На фортепиано стояло много фотографий артистов и среди них внимание мое привлекла фотография Анджело Мазини, великого тенора, с надписью: «Выдающемуся певцу Лелио Казини с восхищением». Короткая надпись соответствовала действительности. Казини был на самом деле незаурядным певцом, певцом, можно сказать, классическим. Голос у него был ровный, нежный, переливавшийся с такой мягкостью, что звучал подчас как виолончель. Особенно в среднем регистре. При подаче же высоких нот я заметил, что он опирался на правую пятку и применял некоторое усилие.

Синьора Казини (типичная флорентинка) была гораздо моложе мужа. Высокая, стройная, с благородными манерами, с густыми светлыми волосами — то, что называется тициановская блондинка — с чуть-чуть великоватым ртом и белейшими зубами, она также говорила на чистом тосканском. Одевалась она элегантно, но без претензий, держалась просто, но с достоинством. После первых же уроков супруги пришли к заключению — синьора Казини усмотрела это сразу, как только я спел свои первые романсы,— что мой голос очень похож на голос Бенедетти, но превосходит его по качеству. Это заключение разом оживило мои уснувшие надежды, но сравнение показалось мне чересчур лестным. Я не мог допустить, чтобы голос Бенедетти считался хуже моего. И сказал просто и откровенно, что если пение мое действительно представляет какой-то интерес, то я обязан этим судьбе, позволившей мне близко наблюдать работу Бенедетти во время его длительного пребывания у нас в доме, в бытность его в Риме.

Маэстро Казини и его жена как-то сразу полюбили меня.
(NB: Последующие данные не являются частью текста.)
PR #1974, opened 2024-07-16
Improve rocBLAS build output

bstefanuk:
rocBLAS's build should be as clean as possible, with some build reporting details. This PR resolves a warning that was previously emitted in ContractionSolution.cpp and suppresses warnings that we are not in a position to resolve at the moment when verbosity is set to 0.

Collectively, these changes print the following output when building rocBLAS, as it relates to Tensile.

```
[  0%] Generating libraries with TensileCreateLibrary
[  0%] Generating /mnt/host/rocBLAS-internal/build/release/include/rocblas/internal/rocblas_device_malloc.hpp
[  0%] Built target rocblas_device_malloc
[  1%] Generating prototypes from /mnt/host/rocBLAS-internal/library/src.
[  1%] Built target rocblas_proto_templates
# Reading logic files: 32 threads, 154 tasks... Done in 3.1 secs
# Generating kernels: 32 threads... Done in 10.2 secs
# Compiling source kernels: 32 threads... Done in 1.2 secs
[  1%] Verifying files in /mnt/host/rocBLAS-internal/build/release/Tensile/library/TensileManifest.txt were generated
```

### DIFF
--- a/Tensile/Parallel.py
+++ b/Tensile/Parallel.py
@@ -80,18 +80,15 @@ def ParallelMap(function: Callable, objects: Any, message: str="", enable: bool=
     from . import Utils
     threadCount = CPUThreadCount(enable)
     
-    if threadCount <= 1 and globalParameters["ShowProgressBar"]:
-      # Provide a progress bar for single-threaded operation.
+    if threadCount <= 1:
       return list(map(lambda objs: function(*objs), Utils.tqdm(objects, desc=message)))
-    
-    message += f": {threadCount} threads"
-    try:
-      message += f", {len(objects)} tasks"
-    except TypeError: pass
-    
-    pcall = pcallWithGlobalParamsMultiArg if multiArg else pcallWithGlobalParamsSingleArg
+        
     inputs = list(zip(objects, itertools.repeat(globalParameters)))
+    message += f": {threadCount} threads, {len(inputs)} tasks"
+
     pargs = Utils.tqdm(inputs, desc=message)
+    pcall = pcallWithGlobalParamsMultiArg if multiArg else pcallWithGlobalParamsSingleArg
+
     rv = Parallel(n_jobs=threadCount)(delayed(pcall)(function, a, params) for a, params in pargs)
     
     return rv
--- a/Tensile/Parallel.py
+++ b/Tensile/Parallel.py
@@ -24,7 +24,6 @@
 
 import itertools
 import os
-import sys
 
 from joblib import Parallel, delayed
 
@@ -72,13 +71,14 @@ def ParallelMap(function, objects, message="", enable=True, multiArg=True, verbo
     # Provide a progress bar for single-threaded operation.
     return list(map(lambda objs: function(*objs), Utils.tqdm(objects, msg=message)))
   
-  message += f" with {threadCount} threads"
+  message += f": {threadCount} threads"
   try:
-    message += f" for {len(objects)} tasks"
+    message += f", {len(objects)} tasks"
   except TypeError: pass
   
   pcall = pcallWithGlobalParamsMultiArg if multiArg else pcallWithGlobalParamsSingleArg
-  pargs = Utils.tqdm(zip(objects, itertools.repeat(globalParameters)), msg=message)
+  inputs = list(zip(objects, itertools.repeat(globalParameters)))
+  pargs = Utils.tqdm(inputs, msg=message)
   rv = Parallel(n_jobs=threadCount, verbose=verbose)(delayed(pcall)(function, a, params) for a, params in pargs)
   
   return rv
--- a/Tensile/Parallel.py
+++ b/Tensile/Parallel.py
@@ -24,6 +24,7 @@
 
 import itertools
 import os
+from typing import Any, Callable
 
 from joblib import Parallel, delayed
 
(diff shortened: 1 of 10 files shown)


Tensile/TensileCreateLibrary.py
```diff
@@ -244,7 +244,7 @@ def buildSourceCodeObjectFile(CxxCompiler, outputPath, kernelFile):
         archFlags = ["--offload-arch=" + arch for arch in cmdlineArchs]
 
         # needs to be fixed when Maneesh's change is made available
-        hipFlags = ["-D__HIP_HCC_COMPAT_MODE__=1"]
+        hipFlags = ["-D__HIP_HCC_COMPAT_MODE__=1", "-v"]
```
ellosel, line 247: My expectation was that this would output:

gfx900
gfx90a
etc

as we begin to build for those targets. Is this the case?

bstefanuk: I don't see this output in the rocBLAS build output, no.

TorreZuk (approved):
That looks good as long as you aren't hiding warnings that indicate a bad build.  Maybe cmake can just echo the gfx list via status, don't need to see a bunch of compile details (maybe Cory needs more).   In rocblas we do a verbose compile of a single file for QC purposes so fine if you did that too.

AlexBrownAMD (approved):

Tensile/TensileCreateLib/ParseArguments.py
```diff
@@ -297,6 +297,8 @@ def parseArguments(input: List[str] | None = None) -> Dict[str, Any]:
     if args.GenerateSourcesAndExit:
         # Generated sources are preserved and go into output directory
         arguments["WorkingPath"] = arguments["OutputPath"]
+    if args.PrintLevel == 0:
```
nakajee, line 300: I do not think it is a good way to ignore warning at any print level.

nakajee: Any request to do so?

nakajee: I might misunderstand this.
Isn't this related to compiler warning?

nakajee: If this is not related to compiler warning, I am OK with this.

bstefanuk:
To address concerns about missing warnings about bad builds, I have updated the patch to only filter DeveloperWarnings, and changed the default warning to UserWarning. This way, any existing warnings will continue to be emitted when `--verbose=0`, unless they're explicitly set as a DeveloperWarning.

Tensile/TensileCreateLib/ParseArguments.py
bstefanuk: This is not directly related to compiler warnings, though some TensileCreateLibrary warnings related to compiler issues may be emitted. Please see my newest comment.

nakajee (approved):
Thanks for your update.
I do not have further comments.

Tensile/TensileCreateLibrary.py
```diff
@@ -700,7 +700,7 @@ def writeKernels(
         itertools.repeat(kernelWriterSource),
         itertools.repeat(kernelWriterAssembly),
     )
-    results = Common.ParallelMap(processKernelSource, kIter, "Generating kernels")
+    results = Common.ParallelMap(processKernelSource, kIter, "Generating kernels", verbose=0)
```
ellosel, line 703: what is verbose=0 doing here?

bstefanuk: Removed.

Tensile/Parallel.py
```diff
@@ -55,39 +55,43 @@ def pcallWithGlobalParamsSingleArg(f, arg, newGlobalParameters):
...
-  
-  return rv
+    Returns:
+        A list containing the results of applying **function** to each item in **objects**.
+    """
+    from .Common import globalParameters
+    from . import Utils
+    threadCount = CPUThreadCount(enable)
+    
+    if threadCount <= 1 and globalParameters["ShowProgressBar"]:
```
ellosel, line 83: This is interesting. I wonder if is truly necessary.

Tensile/Parallel.py
```diff
@@ -55,39 +55,43 @@ def pcallWithGlobalParamsSingleArg(f, arg, newGlobalParameters):
...
+      # Provide a progress bar for single-threaded operation.
+      return list(map(lambda objs: function(*objs), Utils.tqdm(objects, desc=message)))
+    
+    message += f": {threadCount} threads"
+    try:
+      message += f", {len(objects)} tasks"
+    except TypeError: pass
+    
+    pcall = pcallWithGlobalParamsMultiArg if multiArg else pcallWithGlobalParamsSingleArg
+    inputs = list(zip(objects, itertools.repeat(globalParameters)))
```
ellosel, line 93: Do we know how this impacts our memory footprint?

Tensile/Source/lib/source/ContractionSolution.cpp
```diff
@@ -1787,7 +1787,7 @@ namespace Tensile
             }
         }
 
-        return remainder >= get<1>(predictionCurve.back()) ? 0 : 1;
+        return remainder >= std::get<1>(predictionCurve.back()) ? 0 : 1;
```
ellosel, line 1790: Did we confirm that the compiler warning goes away in rocblas?

Tensile/TensileCreateLib/ParseArguments.py
```diff
@@ -297,6 +297,8 @@ def parseArguments(input: Optional[List[str]] = None) -> Dict[str, Any]:
...
+        warnings.filterwarnings("ignore", category=DeveloperWarning)
```
ellosel, line 301: This is nice.  We could probably replace tPrint with something like this.

Tensile/TensileCreateLibrary.py
ellosel, line 247: Are we removing this now?

Tensile/Parallel.py
bstefanuk: I have not profiled the memory consumption, only runtime stats.

Tensile/Utils.py
```diff
@@ -22,30 +22,137 @@
...
+        sys.stdout.write('\r' + self.msg + f'... Done in {elapsedTime:.1f} secs\n')
         sys.stdout.flush()
 
 def iterate_progress(obj, *args, **kwargs):
-    try:
-        progress = ProgressBar(len(obj))
-    except TypeError:
-        progress = SpinnyThing()
+    if 'desc' not in kwargs:
+        printWarning("No message provided for TQDM progress bar/spinner", DeveloperWarning)
```
ellosel, line 147: Should we use the name of the function via introspection to set the description if we don't have one?

Tensile/Source/lib/source/ContractionSolution.cpp
bstefanuk: Confirmed.

Tensile/Utils.py
```diff
@@ -22,30 +22,137 @@
...
+        kwargs['desc'] = 'Processing unknown function'
+    if 'total' in kwargs:
+        progress = ProgressBar(kwargs['total'], kwargs['desc'])
+    else:
+        try:
+            progress =  ProgressBar(len(obj), kwargs['desc'])
+        except TypeError:
+            progress = SpinnyThing(kwargs['desc'])
```
ellosel, line 155: It appears we now have the ability to consistently use the progress bar - am I correct?

Tensile/TensileCreateLibrary.py
bstefanuk: Good catch, will remove.

Tensile/Utils.py
bstefanuk: We do now have the ability to every call to `Utils.tqdm` to use a progress bar. Either the object has to have `__len__` defined on it or you can pass in the kwarg `total=N` where N is the known length. If neither of these are true, it will default to the Spinner.

requirements.txt
```diff
@@ -2,4 +2,4 @@ pyyaml
 msgpack
 joblib
 rich
-
+tqdm
```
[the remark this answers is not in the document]
ellosel: This won't cause breaks downstream because it is optional - correct?

Tensile/Utils.py
bstefanuk: We *could*, however, I would prefer the user provide a useful description, and this will encourage appropriate usage.

requirements.txt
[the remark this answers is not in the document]
bstefanuk: This was temporary and has been removed. In the future I would like to migrate away from the tqdm dependency since the custom progress bar and spinner provide good functionality without needing another library.

Tensile/Parallel.py
bstefanuk: This looks like a new addition from the diff, but was already there. Not sure it's adding much. In what case would we not want to see progress bars? Even so, reaching into this conditional is an edge case and it's not fully operational via the `enable` flag.

I would be happy to remove global parameters from this functional altogether.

Но через месяц я имел несчастье заболеть, и заболел я по следующей причине. С первых дней моего приезда в Милан я нанял комнату на улице Ансперто, рядом с театром Даль Верме. Я назвал это помещение комнатой, тогда как на самом деле это был темный чулан, куда никогда не заглядывало солнце. Впрочем, за те 15 лир, которыми я располагал для оплаты помещения, нельзя было в Милане претендовать на лучшее. Мне скоро стало ясно, что условия, в которых я живу, чрезвычайно вредны для моего здоровья: я заболел тяжелым бронхитом. И случилось это как раз тогда, когда Казини, подписав контракт, уехал на время из Милана. Я пережил очень печальные дни: мои ничтожные сбережения почти пришли к концу.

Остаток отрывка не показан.